Because Redis operations are fast and atomic, this check adds minimal overhead while remaining accurate under concurrency. Additionally, it works within the constraints of a stateless serverless architecture which my API is built on, every function invocation can consult the same shared source of truth without coordinating with other instances.
Performance optimizations with Redis
Even after introducing rate limiting, it became clear that the API was still doing far more work than necessary on each request. This led to long serverless execution times, often exceeding what my free tier usage limits allowed.

This wasn’t immediately obvious during development, but under real traffic it became one of the dominant contributors to latency and upstream load.
The root cause was authentication.
Because the API interacts with a third-party student portal, each request originally followed the same sequence of steps: submit credentials, pass through the login flow, retrieve a fresh set of session cookies, and only then request the page containing grades, attendance, or transcripts.
In real world use, users often requested multiple API routes (such as /attendance and /currentclasses) to fetch all the data they needed. In a serverless environment, each request is treated as an isolated event and there is no guarantee two consecutive requests will be handled by the same underlying instance, or that any state from a previous request will still exist.
As a result, every incoming request had to start from scratch. Before the API could fetch any meaningful data, it first needed to authenticate with the downstream portal and establish a valid session. Only after completing that full round trip could it make a second request to retrieve and scrape the actual academic information. When this process is repeated across multiple API routes, the cost adds up quickly.
To solve this, I expanded the Redis store to store authenticated session credentials for a short, controlled period of time.

When a request arrives, the API now checks Redis for an existing session associated with the client. If a valid session is found, the API reuses the stored cookies and skips the login flow entirely. If no session exists, or if the cached session has expired, the API performs a fresh login, retrieves new credentials, and stores them back in Redis with a defined time-to-live.

This design preserves the stateless nature of the serverless functions while allowing the system as a whole to behave statefully.
By eliminating the need to authenticate on every request, the amortized response time improved dramatically. Before introducing session caching, a full API round trip often took several seconds due to repeated login and navigation flows. After caching authenticated sessions in Redis, the same requests consistently completed in under 300 ms.
This change also made the API more resilient. During traffic spikes, fewer authentication requests meant less load on the downstream server.

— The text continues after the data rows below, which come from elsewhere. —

PR #333, opened 2025-04-28
Bold upgrade action QoL improvements

TucksonDev:
This PR contains QoL improvements in the BoLD upgrade action process:
- instead of deploying all logic contracts, it relies on an already deployed RollupCreator (with v3.1.0 template contracts) to grab the logic contracts
- it adds more validation of the config used in custom.ts
- it fixes a few verification issues that didn't involve potential extra Orbit configurations (e.g. anytrustFastConfirmer)


scripts/deployment.ts
```diff
@@ -1,21 +1,34 @@
...
 import { deployAllContracts, _isRunningOnArbitrum } from './deploymentUtils'
-import { maxDataSize } from './config'
+import { maxDataSize as defaultMaxDataSize } from './config'
 
 import { ArbSys__factory } from '../build/types'
 
 async function main() {
-  const [signer] = await ethers.getSigners()
+  let signer;
+  if (process.env.DEPLOYER_PRIVKEY !== undefined) {
```
TucksonDev, line 10: Adding here 2 optional env variables so we can deploy a RollupCreator from the testnode by specifying a `DEPLOYER_PRIVKEY` and a `MAX_DATA_SIZE`. They both fall back to the previous values used.

scripts/files/templatesV3.1.ts
TucksonDev, line 1: All template addresses hardcoded. Decided to hardcode the single contracts instead of the BridgeCreator in case we change the templates directly in the BridgeCreator in the future.

At the end of the file, we have the templates that are deployed in the testnode as part of the new boldupgrade process.

scripts/prepareBoldUpgrade.ts
```diff
@@ -32,31 +33,26 @@ async function main() {
     configNetworkName + 'DeployedContracts.json'
   )
 
-  // if the deployed contracts exists then we load it and combine
```
TucksonDev, line 35: I removed this block that was supposed to handle partial deployments, since we are now deploying only one contract (and reusing deployed templates)

scripts/files/templatesV3.1.ts
```diff
@@ -0,0 +1,243 @@
...
+  challengeManagerTemplate: string
+  osp: string
+  rollupCreator: string
+}
+
+export const templates: {
+  [key: number]: CreatorTemplates
+} = {
+  // Ethereum
+  1: {
```
gzeoneth, line 29: can we have some check in the upgrade action to validate these are correct on the rpc provided?

scripts/boldUpgradeCommon.ts
```diff
@@ -142,18 +146,27 @@ export const validateConfig = async (
   }
 
   // check all the settings exist
+  if (config.settings.challengeGracePeriodBlocks === 0) {
+    throw new Error('challengeGracePeriodBlocks is 0')
+  }
```
gzeoneth, line 151: I think this can be 0

scripts/boldUpgradeCommon.ts
```diff
@@ -142,18 +146,27 @@ export const validateConfig = async (
...
   }
   if (config.settings.chainId === 0) {
     throw new Error('chainId is 0')
   }
+  if (config.settings.minimumAssertionPeriod === 0) {
+    throw new Error('minimumAssertionPeriod is 0')
+  }
+  if (config.settings.validatorAfkBlocks === 0) {
+    throw new Error('validatorAfkBlocks is 0')
+  }
```
gzeoneth, line 169: This can be 0, 0 is to disable the validator afk feature.

gzeoneth (commented):
Looking good, small comments

scripts/files/templatesV3.1.ts
TucksonDev: Added in https://github.com/OffchainLabs/nitro-contracts/pull/333/commits/c7f6b048e36fbef5ec83d8e03ad012f745802e3a

scripts/boldUpgradeCommon.ts
TucksonDev: Oh right, thanks. Changed.

gzeoneth (approved):
LGTM

gzeoneth:
This is also tagged as v3.1.0-qol

PR #334, opened 2025-04-29
Mint-Burn gas token privileged contract

TucksonDev:
This PR adds a contract that will serve as a proxy for certain privileged accounts to call the new `mintNativeToken` and `burnNativeToken` functions of the ArbOwner precompile.

This privileged accounts will be managed by the chain owner, who must be the deployer of this contract.

This contract must be set as a chain owner of the chain to be able to call ArbOwner functions

Closes BLK-331

### DIFF
--- a/src/bridge/IMinterBurnerForwarder.sol
+++ b/src/bridge/IMinterBurnerForwarder.sol
@@ -1,0 +1,27 @@
+// Copyright 2021-2022, Offchain Labs, Inc.
+// For license information, see https://github.com/OffchainLabs/nitro-contracts/blob/main/LICENSE
+// SPDX-License-Identifier: BUSL-1.1
+
+pragma solidity ^0.8.0;
+
+interface IMinterBurnerForwarder {
+    /**
+     * @notice Mints some amount of the native gas token for this chain to the calling address.
+     * @dev This function calls mintNativeToken in the ArbOwner precompile, so this contract must also be a chain owner.
+     *      No events are emitted in this function, since the ArbOwner precompile already emits OwnerActs()
+     * @param amount The amount of native gas token to mint
+     */
+    function mintNativeToken(
+        uint256 amount
+    ) external;
+
+    /**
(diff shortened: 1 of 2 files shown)


src/bridge/IMinterBurnerForwarder.sol
```diff
@@ -0,0 +1,27 @@
+// Copyright 2021-2022, Offchain Labs, Inc.
+// For license information, see https://github.com/OffchainLabs/nitro-contracts/blob/main/LICENSE
+// SPDX-License-Identifier: BUSL-1.1
+
+pragma solidity ^0.8.0;
+
+interface IMinterBurnerForwarder {
```
godzillaba, line 7: perhaps we could add `BURNER_ROLE()` and `MINTER_ROLE()` to the interface

src/bridge/MinterBurnerForwarder.sol
```diff
@@ -0,0 +1,55 @@
...
+            _grantRole(BURNER_ROLE, burners[i]);
+        }
+    }
+
+    /// @inheritdoc IMinterBurnerForwarder
+    function mintNativeToken(
+        uint256 amount
+    ) external onlyRole(MINTER_ROLE) {
+        ARB_OWNER.mintNativeToken(msg.sender, amount);
+    }
```
godzillaba, line 47: we should do this to burn too
```suggestion
    function mintNativeToken(
        address to,
        uint256 amount
    ) external onlyRole(MINTER_ROLE) {
        ARB_OWNER.mintNativeToken(to, amount);
    }
```

src/bridge/IMinterBurnerForwarder.sol
TucksonDev: Oops, missed that. Thanks for pointing it out. Added.

src/bridge/MinterBurnerForwarder.sol
TucksonDev: Done

PR #339, opened 2025-05-06
feat: ERC20MigrationOutbox

gzeoneth:
# ERC20MigrationOutbox

## Overview
This PR introduces the `ERC20MigrationOutbox` contract, a new component designed to facilitate the migration of native tokens from the Arbitrum bridge to an external bridge on custom fee token orbit chains.

## Purpose
Some custom fee token orbit chains may want to have their native token managed by an external bridge rather than the built-in native bridge. This contract enables permissionless migration of native bridge collateral without requiring changes to the vanilla outbox implementation, while also preserving the message passing and deposit functionality of the native bridge.

## Technical Requirements
- Must be allowed as an outbox in conjunction with the vanilla outbox contract
- Nonzero value withdrawals via the native bridge (ArbSys) must be disabled on the child chain to prevent funds and messages from being stuck as the native bridge will not hold collaterals

Resolves BLK-336


godzillaba (approved):

TucksonDev (approved):
lgtm, added a few nits

PR #343, opened 2025-05-12
Update ExpressLaneAuction currentRound method comments

Jason-W123:


gzeoneth (approved):

src/express-lane-auction/IExpressLaneAuction.sol
```diff
@@ -226,6 +226,10 @@ interface IExpressLaneAuction is IAccessControlEnumerableUpgradeable, IERC165Upg
 
     /// @notice The current auction round that we're in
     ///         Bidding for control of the next round occurs in the current round
+    /// @dev On inactive chains without new block production, this method may return 
+    ///      stale round information using the last known block timestamp. For chains 
+    ///      with infrequent block creation, consider using off-chain timestamp calculations 
+    ///      or implementing an alternative round tracking mechanism to ensure accuracy.
```
gzeoneth, line 232:
```suggestion
    /// @dev On inactive chains without new block production, this method may return
    ///      stale round information using the last known block timestamp. For chains
    ///      with infrequent block creation, consider using off-chain timestamp calculations
    ///      or implementing an alternative round tracking mechanism to ensure accuracy.
```

PR #344, opened 2025-05-12
Constraint based pricing gas dimension trace tests

relyt29:
This PR adds tests to the contracts repo that are used in abigen/solgen in nitro to do system_tests of multidimensional gas tracking. This work is related to https://github.com/OffchainLabs/nitro/pull/3229 and https://github.com/OffchainLabs/go-ethereum/pull/457.

None of this code is related to the other contracts in this repo, and all of the solidity is only test solidity, not intended to be used outside of integration testing. The code is isolated into the gas-dimensions folder, and I added a foundry build target separate from the rest of the code (which is also necessary because this code will not compile with the yul optimizer set to on).

The main nitro repo can then call the new yarn build command in the package.json to compile the test contracts, and will add the compiled test contracts into the solgen folder in the nitro repo.

the scripts should also still be runnable using forge script so long as you pass the profile correctly e.g. something like 

```bash
./target/bin/nitro --dev;
FOUNDRY_PROFILE=gas-dimensions forge script gas-dimensions/script/Sstore.s.sol -vvvvv --private-key "nitro --dev environment private key here" --slow --broadcast --rpc-url http://127.0.0.1:8547 --priority-gas-price "1000000000" --with-gas-price "2000000000" -g "10000"  --chain-id "412346"
```


relyt29:
Closing in favor of #345

PR #349, opened 2025-05-20
feat: ArbNativeTokenManager events

gzeoneth:


src/precompiles/ArbNativeTokenManager.sol
```diff
@@ -11,6 +11,16 @@ pragma solidity >=0.4.21 <0.9.0;
  *         Available in ArbOS version 41
  */
 interface ArbNativeTokenManager {
+    /**
+     * @notice Emitted when some amount of the native gas token is minted by a NativeTokenOwner.
+     */
+    event NativeTokenMinted(address indexed minter, address indexed to, uint256 amount);
```
eljobe, line 17: Won't minter and to always be the same address?

src/precompiles/ArbNativeTokenManager.sol
```diff
@@ -11,6 +11,16 @@ pragma solidity >=0.4.21 <0.9.0;
...
+
+    /**
+     * @notice Emitted when some amount of the native gas token is burned by a NativeTokenOwner.
+     */
+    event NativeTokenBurned(address indexed burner, address indexed to, uint256 amount);
```
eljobe, line 22: Shouldn't the name of the target of the event be`from` instead of `to`?

eljobe (changes requested):

src/precompiles/ArbNativeTokenManager.sol
gzeoneth: oh right will fix

PR #351, opened 2025-05-22
Native token management rename

tsahee:
fixes: NIT-3389

This names describes the true function - enabling management of native token (add minters) and not enabling the native token itself

pulled by: https://github.com/OffchainLabs/nitro/pull/3264


eljobe (changes requested):
I believe this PR should have been opened against the `develop` branch and not the `main` branch. See the configuration for the submodule-pin-check: https://github.com/OffchainLabs/nitro/blob/44154b58ac4cd1456857de761fe56e0e006868c0/.github/workflows/submodule-pin-check.yml#L33

eljobe (approved):

godzillaba (approved):

PR #20731, opened 2016-09-16
jspm updates package information

peebeebee:
Doing a  `jspm install npm:bootstrap` did not give back the dist-folder. so no css is included, and no bootstrap.js (only source js files)

### DIFF
--- a/package.json
+++ b/package.json
@@ -73,7 +73,7 @@
     "LICENSE"
   ],
   "jspm": {
-    "main": "js/bootstrap",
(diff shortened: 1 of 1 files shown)


peebeebee:
Seems like `jspm install github:bootstrap` does give back files differently. 
Is this expected behaviour?

peebeebee:
Okay, I read https://github.com/jspm/registry/issues/552, and it became clear it's not my choice how to install bootstrap. Bootstrap should be installed from github.

Don't know how you end up with different files though.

The API spent more time doing useful work and less time repeating setup steps that had already been completed moments earlier.
Building For Users
For a long time, this API existed in a comfortable space where if a request returned the right data, the system was considered successful. That definition held up while usage was small and predictable, but it didn’t survive exposure to real traffic and real user behavior.

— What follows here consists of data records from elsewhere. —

PR #20734, opened 2016-09-16
Remove hard-coded value in button-outline-variant

### LINKED ISSUE #20609: Change button outline to work with lighter colours

beausmith:
Fixes #20609

PR #20641, another solution to this issue, hard-codes use of $body-color, which may not be the desired color for the text when hovering.
### Before

before

```
+button-outline-variant(white)
```
### After

after

```
+button-outline-variant(white, $color-brand-teal)
```

### DIFF
--- a/scss/mixins/_buttons.scss
+++ b/scss/mixins/_buttons.scss
@@ -58,21 +58,21 @@
   }
 }
 
-@mixin button-outline-variant($color) {
+@mixin button-outline-variant($color, $color-hover: #fff) {
   color: $color;
   background-image: none;
   background-color: transparent;
   border-color: $color;
 
   @include hover {
-    color: #fff;
+    color: $color-hover;
     background-color: $color;
         border-color: $color;
   }
 
   &:focus,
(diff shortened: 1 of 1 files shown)


intellix:
It seems that this isn't ever used. It always defaults to white which is the same as being hardcoded: https://github.com/twbs/bootstrap/blob/v4-dev/scss/_buttons.scss#L76

beausmith:
@intellix - I posted my answer to your question on your PR: https://github.com/twbs/bootstrap/pull/22164#issuecomment-285975613

PR #20745, opened 2016-09-18
Refs #17201: Use Tether as a non-window global variable, last try

karolyi:


karolyi:
this could be a temporary fix until you get the ES6 imports right.

karolyi:
bump

karolyi:
manually ref-ing #17201

karolyi:
bump

bardiharborow:
Please explain the Webpack workaround and why you need the try-catch block instead of `const _Tether = Tether || window.Tether`.

karolyi:
if you use `x = bla || window.bla` you'll get a `ReferenceError` in browsers when the variable doesn't exist in `window`. hence the try-catch

the webpack workaround:
https://github.com/karolyi/forum-django/blob/development/frontend/webpack/config.base.js#L64-L71

karolyi:
bump

bardiharborow:
@karolyi why would `const _Tether = typeof Tether === "undefined" ? window.Tether : Tether;` not work? And could you inline that into the function call so that we don't pollute the global namespace, i.e. `})(jQuery, typeof Tether === "undefined" ? window.Tether : Tether)`.

karolyi:
fair enough. I had no other idea to check if Tether is available in the global namespace (as in `window` or `global` in case of nodejs)

I'll change it and commit.

If it works, would you be so kind to merge it?

bardiharborow:
Closing under the assumption that #19541 fixes this. Ping me if there are any further problems.

Johann-S:
You can close issue @bardiharborow 😲 well done 👍

PR #20779, opened 2016-09-24
Fix multi select box overflow

indymx:
This fixes multiple select box overflow issue. 

Also found an extra text-decoration: underline in abbr[title]

### DIFF
--- a/scss/_custom.scss
+++ b/scss/_custom.scss
@@ -2,10 +2,3 @@
 //
 // Copy variables from `_variables.scss` to this file to override default values
 // without modifying source files.
-@mixin card-outline-variant
-{
-  border-style:$card-border-style;
-  border-width:$card-border-width;
-}
-
-$card-border-style: solid !default;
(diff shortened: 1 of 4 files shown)


mdo:
Is there a corresponding change in Normalize.css for this? We pull in this entire CSS file from them, so changing it is kind of a no-no as it's a dependency :).

indymx:
There is not yet, but I can do that. I was not aware that you were pulling from them.

indymx:
I just checked their source, there is not "select"  in the offending section. 

from their source:
`button,
input { /* 1 */
  overflow: visible;
}`

from _normalize.scss:

`button,
input, // 1
select { // 2
  overflow: visible;
}`

bardiharborow:
This is already fixed in #20428 over two months ago. Just waiting for merge on that PR.

indymx:
Any time frame for that merge?

mdo:
Fixed in #20428.

PR #20795, opened 2016-09-27
[Fix #19849] Tabs are opened even if disabled.

### LINKED ISSUE #19849: Click on disabled tab still shows corresponding pane

coorasse:
Fixes #19849 and adds tests for disabled case and active case (previously not tested).


coorasse:
If I fix hound issues the build on Travis fails because of ES6 arrow functions.

coorasse:
Is this PR still needed?

bardiharborow (approved):

Johann-S (approved):

PR #20816, opened 2016-10-01
Strip $ from copied shell commands.

### LINKED ISSUE #20800: "$" shell prompt should be excluded when using the docs' clipboard Copy buttons
Copying from the Docs shouldn't copy `$` for `npm install bootstrap@4.0.0-alpha.4` installation instructions.

bardiharborow:
Fixes #20800.

### DIFF
--- a/docs/assets/scss/_syntax.scss
+++ b/docs/assets/scss/_syntax.scss
@@ -61,3 +61,6 @@
 .css .o,
 .css .o + .nt,
 .css .nt + .nt { color: #999; }
+
+.language-bash::before { color: #009; content: "$ "; user-select: none; }
+.language-powershell::before { color: #009; content: "PM> "; user-select: none; }
--- a/docs/getting-started/contents.md
+++ b/docs/getting-started/contents.md
@@ -13,7 +13,7 @@ Once downloaded, unzip the compressed folder and you'll see something like this:
 
 <!-- NOTE: This info is intentionally duplicated in the README. Copy any changes made here over to the README too. -->
 
-{% highlight bash %}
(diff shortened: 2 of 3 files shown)


mdo:
What if we instead used CSS to render the `$` at the beginning of the line with `::before`?

patrickhlauke:
Alternatively, use `user-select:none` on the `<span>` around the $ ?

patrickhlauke:
i.e. add this to _syntax.scss (assuming that class isn't used for other stuff)
```
.gp {
    color: #009;
    -webkit-user-select: none;
    -moz-user-select: none;
    -ms-user-select: none;
    user-select: none;
}
```

bardiharborow:
@patrickhlauke, this is about the copy button, rather than manually selecting the text, however that suggestion will work if we go the `::before` path.

mdo, that would be a better solution, I was just taking the easy way out. I suspect I'll end up adding a `shell` flag of some kind to `highlight` that looks something like `.highlight-shell::before { content: '$', user-select: none; }`. I'll probably get around to this tomorrow.

mdo:
> I suspect I'll end up adding a shell flag of some kind 

I think there's a class in there for the language that you can already utilize?

bardiharborow:
@mdo, oh, yeah, duh. I've pushed a commit. However this causes problems on multi-line blocks like the [NuGet section](https://v4-alpha.getbootstrap.com/getting-started/download/#nuget), because I can't `::before` each line. Not sure where to go from here.

bardiharborow:
@mdo, I've just split the NuGet section into two parts. It's probably not the ideal solution though.

PR #20819, opened 2016-10-01
Fixed progress bar color variables

mvdriel:
I think there are two issues with the current implementation of the progress bar:
- the global `$brand-primary` color doesn't effect the color of the default progress bar (it's color is still the default blue)
- the naming of the color variables for the progress bar is confusing, because their names end on '-bg' (for example `$progress-bar-success-bg`) although they change the (foreground) color of the progress bar

### DIFF
--- a/scss/_progress.scss
+++ b/scss/_progress.scss
@@ -132,14 +132,14 @@ base::-moz-progress-bar, // Absurd-but-syntactically-valid selector to make thes
 //
 
 .progress-success {
-  @include progress-variant($progress-bar-success-bg);
+  @include progress-variant($progress-bar-success-color);
 }
 .progress-info {
-  @include progress-variant($progress-bar-info-bg);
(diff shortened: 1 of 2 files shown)


wolfy1339:
This is invalid, the variables you're referring to don't exist. Unless you meant the color of the placeholder text ontop of the progress bar

mvdriel:
@wolfy1339 Sorry, description was missing. I renamed some variables to make their name more meaningful.

wolfy1339 (changes requested):
Please change those variables in _variables.scss

mvdriel:
@wolfy1339 I did rename those variables in _variables.scss and in _progress.scss.

wolfy1339 (approved):

mdo:
Not too into the variable renaming here, but I'll take a look at the other proposed change here of tying this to the brand primary color.

PR #20821, opened 2016-10-02
Update print styles borrowed from h5bp

### LINKED ISSUE #20814: *::first-line selector in print styles crashes IE11 print / print preview
There seems to be a bug in printing with Internet Explorer.  It's not a bug in my code, because the website of Bootstrap v4 also doesn't work. My system run with W10 + IE11. Does anyone have the same problem or a solution?

patrickhlauke:
Fixes #20814 - print/print preview crash in IE11 (caused by `*:first-line`
selector)

### DIFF
--- a/scss/_print.scss
+++ b/scss/_print.scss
@@ -14,7 +14,10 @@
     *::before,
     *::after,
     *::first-letter,
-    *::first-line {
+    p::first-line,
+    div::first-line,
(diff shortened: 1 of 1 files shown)


patrickhlauke:
@twbs/team note there seem to be conflicting requirements in the checks...hound wants "::" for pseudo selectors, while travis wants single ":"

What stood out most was how little of this could have been anticipated in isolation. None of these issues appeared during development, and none would have surfaced without real users interacting with the API in ways I hadn’t planned for.

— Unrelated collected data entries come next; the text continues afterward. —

PR #20702, opened 2016-09-12
v4: Try out Jekyll seo plugin 

mdo:
Fixes #18437.

PR #20825, opened 2016-10-02
v4: Social meta tags

### LINKED ISSUE #18437: Add social related tags in docs
First, we should try https://github.com/benbalter/jekyll-seo-tag, see how good it works for our case, otherwise I'll do it manually.

Would be good to have it for v3 too, but I don't think I'll bother with it personally.

mdo:
This supersedes #20702, but still fixes #18437.

I found the Jekyll SEO plugin stuff wasn't working right, and having a quick glance at other sites, I realized things were feeling just a tad complicated. Rather than rely on another plugin, this handles it directly in a partial.

I've added `description` frontmatter for all the pages and included that where appropriate. Also in this PR is two quick images for the Twitter cards (square for most pages, big one for home page).


XhmikosR:
Why didn't you use jekyll-social-tag?

mdo:
Couldn't get the images to work, didn't feel I needed all those meta tags, and wanted more fine grained control over the type of cards shown.

XhmikosR:
Well, the plugin aims to make things simpler and more correct. Why reinvent the wheel if we can use something that works already? That being said, I've had issues with the plugin too. But, everyone will benefit if you could report your issues upstream, so that eventually we can use it.

bardiharborow:
@XhmikosR, I looked at the template the plugin uses and it's simply not flexible enough. Even getting `<title>`s to work correctly took a bit of a hack when I tried it.

Given [this section](https://github.com/jekyll/jekyll-seo-tag#what-it-doesnt-do) in the readme, I'm not sure if there's much we can do about it:
> Jekyll SEO tag isn't designed to accommodate every possible use case. It should work for most site out of the box and without a laundry list of configuration options that serve only to confuse most users.

PR #20851, opened 2016-10-06
Adds size="n" to <select multiple>

dherges:
Keeps height in chrome

screen shot 2016-10-06 at 19 33 14

screen shot 2016-10-06 at 19 33 36

### DIFF
--- a/docs/components/forms.md
+++ b/docs/components/forms.md
@@ -41,7 +41,7 @@ Remember, since Bootstrap utilizes the HTML5 doctype, **all inputs must have a `
   </div>
   <div class="form-group">
     <label for="exampleSelect2">Example multiple select</label>
-    <select multiple class="form-control" id="exampleSelect2">
+    <select multiple size="5" class="form-control" id="exampleSelect2">
       <option>1</option>
       <option>2</option>
       <option>3</option>


cvrebert:
I would be more inclined to call that either a bug in our CSS or a bug in Chrome.

dherges:
It's a bit unclear. From a quick googling / stack overflow, in CSS the only way to seems to be set a fixed height.

``<select>`` spec says:
> [..] represents the number of rows in the list that should be visible at one time. 

https://developer.mozilla.org/en-US/docs/Web/HTML/Element/select#Attributes

cvrebert:
I mean, the focus outline overflowing the bounds of the select like in your screenshot absolutely should not happen.

dherges:
Sure, if I start to add more ``<option>`` elements without the ``size`` attr, it begins to look like that:

screen shot 2016-10-07 at 10 08 11

Figured out that an ``overflow-y: auto`` on the ``<select>`` fixes that broken display:

screen shot 2016-10-07 at 10 11 38

dherges:
This should've been fixed in #20284, see discussion in #20779

cvrebert:
Closing as duplicate.

PR #22684, opened 2017-05-24
Share button hover and focus styles

### LINKED ISSUE #22657: Button text color problem on focus state
If I use btn classes on an anchor link element, the color of the element will not become white in focus state as it inherits the variable value of the $link-color. 
https://v4-alpha.getbootstrap.com/components/buttons/#button-tags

In the end, the most meaningful part of this project wasn’t the technology stack or the optimizations themselves, but the shift in perspective they forced.
There’s a unique satisfaction in addressing issues that matter outside of a development environment. Each iteration sharpens both the system and my own understanding of what it means to engineer software in production.
The API is publicly available here and the source code is open-source on Github here.